All the President’s (Feminist) Men

(photo: Via Wikimedia Commons)

President Barack Obama has penned an essay for Glamour Magazine: This Is What a Feminist Looks Like. In it he speaks eloquently about raising daughters and how watching the women he loves has changed him such that he too has come out as a feminist. 

What is striking about the President’s article is that it all sounds very reasonable and rational. Of course, there should be equality among the sexes. Who would disagree with that? He explains: “We need to keep changing the attitude that permits the routine harassment of women, whether they’re walking down the street or daring to go online. We need to keep changing the attitude that teaches men to feel threatened by the presence and success of women.” While there I’ve never heard of women who don’t dare to go online, equality is generally considered very good thing. 

For those who don’t read between the lines and really see what policy issues are affected by these ideas, it all sounds so lovely, edifying, and enlightened. But is something else really going on here? The editor of Glamour appears to have inadvertently pulled back the veil on the President’s real motivation in coming out just now as a feminist.

Speaking about the essay, Cindi Leive said on CBS This Morning, “It did strike me as this very modern moment, something that we wouldn’t have heard probably from any other president, but honestly we would not have heard before this year,” she said. “I do think the embrace of the term feminism by men as well as women has really been on the rise.” 

The timing is interesting here. Why wouldn’t we have heard about this before this year? And there is really nothing new about the term “feminist,” even when applied to men. And while President Obama has evolved on his position about same-sex marriage, he didn’t just become a husband and father this year. Is it too much to consider that, perhaps, in the age of journolist and wikileaks, there is colluding going on to a) present the idea that having a woman as the presidential nominee for a major party is yet another step in the progressive trajectory, and b) that men can be part of that next step by coming out as feminists and voting for her in November? Perhaps this isn’t just a president reflecting on his life as a father, but more “virtue signaling” to women that the men they influence should be feminists and should vote as such.

But let’s give the President the benefit of the doubt. No matter how sincere he may be, there are still issues. First of all, this isn’t just one public relations effort about women’s rights, but the culmination of the most radical aspect of secular feminism. President Obama has made no secret of his belief that the rainbow of genders goes well beyond male and female and that all are equally valid.

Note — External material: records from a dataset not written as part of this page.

PR #63, opened 2026-08-01
feat(data): identity, then the offer, then the filing

muhammadbayoumi:
The owner: his eye hunts for the price in a different place in every table. **Measured**, before this — the position of Price in each source's own table:

| MADAR | SIKAEGSHOP | ALSWEED | ELBUROJ | GPP_ENERGY |
|---|---|---|---|---|
| **19** | 10 | 8 | 8 | 6 |

## What I expected to find, and did not

I expected the **order** to differ between sources. It does not. Comparing every adjacent pair against the central list: **zero out-of-order pairs, in any source.**

An earlier check of mine said otherwise and was simply wrong — it filtered the reference list by membership in the shorter one, so a source showing a column MADAR does not show read as a reordering. Task #72 asks to "unify the column order"; **there was nothing to unify.**

## The real cause

Price sat at index **33** of `BROWSE_COLUMNS`, behind **twenty-four classification columns**, and each source is shown only the columns it actually fills. So the number of levels a source publishes decides how far right its price drifts.

**The order was consistent and the position was not** — and the position is what the eye tracks.

## The fix

Three named blocks instead of one flat list: **identity → the offer → the filing.**

| | after |
|---|---|
| MADAR | **6** |
| SIKAEGSHOP | 4 |
| ALSWEED · ELBUROJ · GPP_ENERGY | 3 |

A spread of **three** rather than thirteen, and the remainder is honest: a source with no variants is not shown a variant column.

**Nothing is pinned and no column is forced to appear.** The per-source gates still decide *presence* — the ruling that keeps a fuel site's USD estimate off a shop's table — and it is untouched. Only the order changed.

## Tests

- every classification column comes **after** Price, and identity before it — the **rule**, not the current arrangement, so a future insertion cannot quietly undo it
- the reorder lost no column and duplicated none, and every browse column is still exportable — the grid and the spreadsheet read this same list, and hand-reordering a list is exactly how a column vanishes from both

**1706 passed, 1 xfailed.** Contract parity **3/3**.

### DIFF
--- a/scrapex/reports.py
+++ b/scrapex/reports.py
@@ -605,84 +605,80 @@ def _level_columns() -> list[tuple[str, str]]:
 
 
 BROWSE_COLUMNS: list[tuple[str, str]] = [
-    # The two languages of one field sit TOGETHER, English first. They used to
-    # be filed in separate blocks — every English column, then Country, then
-    # every Arabic one — so a bilingual shop showed Record (AR), Record,
-    # Category, Country, Category (AR): the same fact twice with an unrelated
-    # column wedged between. The label for each pair is written once, by
-    # BILINGUAL_COLUMNS below. The "(AR)" is AUTHORED into the label, not
-    # appended at runtime: the mark is a property of the column, not of the
-    # pair, so an Arabic-only source is still told which language it is
-    # reading. (It also makes /api/fields and the grid agree by construction
-    # rather than by both remembering to run the same loop.)
-    ("product_name", "Product name"),
-    ("product_name_ar", "Product name (AR)"),
-    ("country_code_alpha2", "Country code"),
-    ("brand", "Brand"),
-    ("brand_ar", "Brand (AR)"),
-    # Classification (owner ruling 2026-07-22): part of the MAIN table, with
-    # every level the source publishes. "category" carries the source's full
-    # path ("Cables > Low voltage") or, for a source that only files products
-    # under flat labels, the labels themselves. The per-level columns split
-    # the path so the table can sort and group by any layer; presence gating
-    # keeps each level to the sources that actually reach that depth.
-    ("category", "Category"),
-    ("category_ar", "Category (AR)"),
-    # The DEEPEST level this row actually reaches, in one column. The owner's
-    # ask (2026-07-28): «عاوز عمود يكون مجمع اخر تصنيف لكل صف» — sources like
-    # MADAR and ADVANCEDCASTLE classify to different depths row by row, so no
-    # single Category L-column holds "the most specific thing this is". Reading
-    # it off the row means never asking which level to look in.
-    ("category_leaf", "Category leaf"),
-    ("category_leaf_ar", "Category leaf (AR)"),
-    *_level_columns(),
-    ("variant", "Variant"),
-    ("variant_ar", "Variant (AR)"),
-    ("sku", "SKU"),
-    ("price", "Price"),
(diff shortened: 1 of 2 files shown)


muhammadbayoumi:
Reviewed on the merged result against today's main. **The reorder itself is right** — same 50 keys, no label changed, per-source presence gates including the USD-estimate leak guard provably unchanged, and `grid.js` takes column order from the server payload, so no column disappears and the JS/Python contract is untouched. Three things need doing before it lands.

**1 — it orphans a generator main introduced on purpose.** `d9e6f7a` replaced hand-typed `category_l1..l4` tuples with `*_level_columns()` and wrote down why; this types twenty of them back in and leaves the generator dead. Measured, raising `CATEGORY_LEVELS` from 10 to 12:

| | 10 | 12 |
|---|---|---|
| main | 22 category columns | **26** |
| this PR | 22 | **22** |

The constant is inert, and `reports.py:593` still promises "raising it further is one line". `*_level_columns(),` placed inside the filing block yields the identical list — the reorder never required unrolling it.

**2 — only one of three consumers moves.** The Choose-Columns panel and the Current-View export read `dataset_field.display_order`, and `ensure_fields` is documented never to rewrite an existing row (`scrapex/fields.py:21-44`, "an existing field is left completely alone"). So on any warehouse whose sources have been opened once — the owner's included — the grid reorders and the column chooser and the export keep the OLD order. The same code then gives two different answers depending on whether a source has ever been opened. "The price sits in the same place in every table" is met in one surface out of three.

**3 — two written rulings still say the opposite.** `scrapex/reports.py:582-585`, eighteen lines above the list, and `docs/data-page-schema.md`, which calls itself "the ruling". Neither is touched, so the code now contradicts them.

Two smaller ones worth folding in: `country_code_alpha2` moves from index 2 to 13, putting Country to the **right** of the price on commodity sources where `_tree_shape` already treats it as half the row's identity; and ~55 lines of per-column rationale are deleted that `COLUMN_NOTES` does not carry.

One thing to know: `85ec935` — this branch's only commit — also rode inside PR #67, which is now closed. This PR is the sole home for the work.

muhammadbayoumi:
Closing: all three requirements this was sent back with have since landed, by other routes. The idea was right and it is now in main — this branch is not the way it got there.

**1 — the generator stayed load-bearing.** This PR re-typed twenty `category_lN` tuples by hand and orphaned `_level_columns()`; measured, raising `CATEGORY_LEVELS` from 10 to 12 gave 22 → 26 columns on main and **22 → 22** on this branch. #85 sorts the existing list by block instead, so the generator is still what builds the levels and `reports.py`'s promise that raising the ceiling is one line is true again — asserted by `test_the_category_levels_still_come_from_the_generator`.

**2 — all three surfaces move.** This was the blocker, and it was worse than *only the grid moves*: the grid was the one surface that **could not** move, because it read the literal list and never consulted `dataset_field` at all. #85 gives the grid, the chooser and the export one reader — `fields.column_order` — and 0059 adds `arranged_at` so an order you arranged is never overwritten by an improved default.

**3 — the ruling was updated.** #88 generates `docs/data-page-schema.md` from the same lists, with a golden test. It had drifted in five ways, including still stating the order this PR was replacing.

What this branch actually achieved is on main: **price moved from index 32 to 7**, identity then the offer then the filing, exactly as agreed.

Reopen if you want anything from the diff that #85 did not carry — the reordering intent was correct and only the mechanism differed.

In the essay, he applauds yet again those who are “helping all of us understand that forcing people to adhere to outmoded, rigid notions of identity isn’t good for anybody—men, women, gay, straight, transgender, or otherwise.” The President’s opinions align with those of feminist diva Gloria Steinem. Steinem has been a major driver in the feminist movement for decades and has helped craft the myth that children are impediments (or as the President infamously has said, a punishment) to women. Steinem, now in her 80s, recently penned a new book boasting of her achievement of near-gender neutrality. By emphasizing that men are feminists too, President Obama is publicizing the capstone of the feminist project, namely, complete and universal gender neutrality.

But let’s give the President even one more chance. Perhaps what he is suggesting is truly good for women? Real Simple Magazine, in its April 2016 issue, presented the progressive vision of secular feminism. As the graphic shows, President Obama’s policies, particularly related to healthcare, have furthered the progressive narrative. Yes, the arguments are all very tidy: women need contraception and abortion so they can compete with men and be happy. Men are happy. Women will be happy when they are like men – or something like that.

What is left out of the tidy narrative, however, are the real details about women and happiness. As I discuss in my book Ultimate Makeover, a quick look at a happiness index – a measure of rates of obesity, drug addiction, suicide, anti-depressant use and divorce statistics – doesn’t paint a rosy picture of happiness. Secular feminists will argue that women have yet to truly be equal to men, so this is where all of this unhappiness originates. But all of these levels are higher than those of women in previous generations. One would expect that with all of these advances this index would clearly be improving – rising with the feminist gains, not getting worse.  

Meanwhile, all those great devices meant to make women equal to men aren’t quite working as sold. As I wrote here previously, the pill and abortion have presented significant health issues. The pill is currently categorized as a class one carcinogen by the World Health Organization, right up there with smoking and asbestos, and the abortion/breast cancer link is getting harder and harder to deny, to say nothing about the psychological effects that can be confirmed by Project Rachel organizers. There is no happiness in realizing that these must-haves are literally depressing or even killing us.